Click to learn more about author Victor DeMarines.
As the May 25, 2018 deadline for the General Data Protection Act (GDPR) regulations inches closer, there isn’t a compliance officer on the planet who isn’t consumed with making sure every asset is covered. With the networked, global nature of our economy, the act is likely to touch even the smallest businesses.
We’ve received questions from our customers on how to ensure GDPR compliance with we recently worked with Privacy Ref, a consultancy specializing in data privacy, to put together some advice that I think is broadly applicable for companies that run technology subject to the regulation. I’ll preview the highlights here. Please note, this does not serve as legal advice, but simply as guidance and best practices we have garnered from internal and external experts on the matter.
Who is Responsible for Ensuring Compliance?
When a third-party processes or stores the data, it can be confusing as to what your responsibilities are. It helps to understand the roles in the new regulations. I’ll lay out an example as it applies to customers of hosted software usage Analytics Solutions.
GDPR refers to the “data subject.” This is the end user – the individual you’re collecting information about. The “data controller” is your company, and the “data processor” is the hosted software usage Analytics Solution provider. That means, as a customer of the hosted solution provider, you are a data controller. Even though it stores, works with, and augments information on your behalf, the hosted solution provider is the data processor and you are the data controller. The provider may only process a data subject’s personal information based on your direction. In short, as data controller, you are accountable under GDPR to assure that the principles are met. This includes verifying that the principles and requirements of GDPR have been met by the provider. Hosted software usage analytics solution provider should be able to provide a summary of its GDPR readiness for its internal processes and technology upon request.

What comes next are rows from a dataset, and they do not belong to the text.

PR #1059, opened 2023-11-02
kernel: add health checks to modules

j4k4:
## Health checks
This release will add a health check mechanism to the kernel. There is a `HealthCheckedModule` interface now, which can be implemented by kernel modules to indicate their healthiness. On application run, these health checks are used. The application is switching into the running state, which can be checked by calling `app.Running()`, only after all modules are reporting a healthy state. Without implementing this interface, a module will report healthy by default.

The interface is defined as:
```go
type HealthCheckedModule interface {
	IsHealthy(ctx context.Context) (bool, error)
}
```

Checking the healthiness state on run can be configured via:
```yaml
# configuration for the health check on application run
kernel:
  health_check:
    # if the app isn't getting healthy after calling run, the application will stop again
    timeout: 10s
    # the interval for checking the healthyness on run
    wait_interval: 1s
```

In addition to the health check on run, the healthiness state of the modules is checked on calling the api health check routes now, too.

## Breaking changes
There are two small breaking changes included in this release:

#### config name changed for the kernel kill timeout:
```
kernel:
    killTimeout: 10s
```
changed to:
```
kernel:
    kill_timeout: 10s
```

#### the fixture builder factory is allowed to return an error now
```
type FixtureBuilderFactory func(ctx context.Context) FixtureBuilder
```
changed to:
```
type FixtureBuilderFactory func(ctx context.Context) (FixtureBuilder, error)
```


pkg/cli/cli.go
```diff
@@ -10,7 +10,7 @@ import (
 )
 
 type kernelSettings struct {
-	KillTimeout time.Duration `cfg:"killTimeout" default:"10s"`
+	KillTimeout time.Duration `cfg:"kill_timeout" default:"10s"`
```
selm0, line 13: Do we still need this as a separate setting here? It's already defined somewhere else, not sure where though :thinking:

pkg/kernel/factory.go
```diff
@@ -30,21 +33,25 @@ func NewFactory(ctx context.Context, config cfg.Config, logger log.Logger, bp *b
...
 		return nil, fmt.Errorf("can not build kernel factory: %w", err)
 	}
 
 	return factory, nil
 }
 
-func (f *factory) GetKernel() Kernel {
-	k := New(f.ctx, f.config, f.logger, f.middlewares, f.stages)
+func (f *factory) GetKernel() (Kernel, error) {
+	f.kernel.init(f.middlewares, f.stages)
```
selm0, line 48: Why do you need to store the kernel instance on the factory? And should it be secured as a proper singleton?

pkg/kernel/health_check.go
```diff
@@ -0,0 +1,70 @@
...
+		if m.Err != nil {
+			err = multierror.Append(err, fmt.Errorf("error during health check in module %s: %w", m.Name, m.Err))
+		}
+	}
+
+	return err
+}
+
+type (
+	HealthChecker        func() HealthCheckResult
```
selm0, line 62: Nit: I think interface names are suggested to end on *er, I'm not sure if there is a convention for function names

pkg/kernel/stage.go
```diff
@@ -76,61 +87,81 @@ func (s *stage) run(k *kernel) {
...
+		sleepTicker.Stop()
+		result = s.healthcheck()
 
-func (s stages) hasModules() bool {
-	// no need to iterate in order as we are only checking
-	for _, stage := range s {
-		if len(stage.modules.modules) > 0 {
-			return true
+		if result.IsHealthy() {
+			return result.Err()
```
selm0, line 129: Why not return nil to make it more transparent there is no error?

pkg/kernel/stage.go
```diff
@@ -76,61 +87,81 @@ func (s *stage) run(k *kernel) {
...
 		}
-	}
 
-	return false
-}
+		if result.Err() != nil {
+			s.logger.Warn("errors during health checks in stage %d: %s", s.index, result.Err())
```
selm0, line 133: Do we log the errors on the health check side? I assume it's more informative with the context around there

pkg/kernel/stages.go
```diff
@@ -0,0 +1,45 @@
...
+				count++
+			}
+		}
+	}
+
+	return count
+}
+
+func (s stages) getIndices() []int {
+	keys := make([]int, len(s))
```
selm0, line 34: keys := maps.Keys(s)
slices.Sort(keys)

return keys

selm0: There are also other helpers in maps, slices and funk; but not all of them provide better readability in your cases here

pkg/metric/daemon.go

Do We Need Consent from the Data Subject?
As the data controller, one of the big questions of GDPR compliance revolves around getting consent from the data subject. Under previous regulations, the bar was somewhat lower here, and the data controller could satisfy this requirement by gaining consent through licensing terms, click-throughs, and other means. That is no longer the case.
However, the regulations may actually ease this process for you. When it comes to processing data to protect the legitimate interests, such as the prevention of fraud (e.g., software piracy or license overuse) or the use of data to improve products of the data controller or third party, you do not need to gain consent. There are several details in the regulations that lay out specifics to that end.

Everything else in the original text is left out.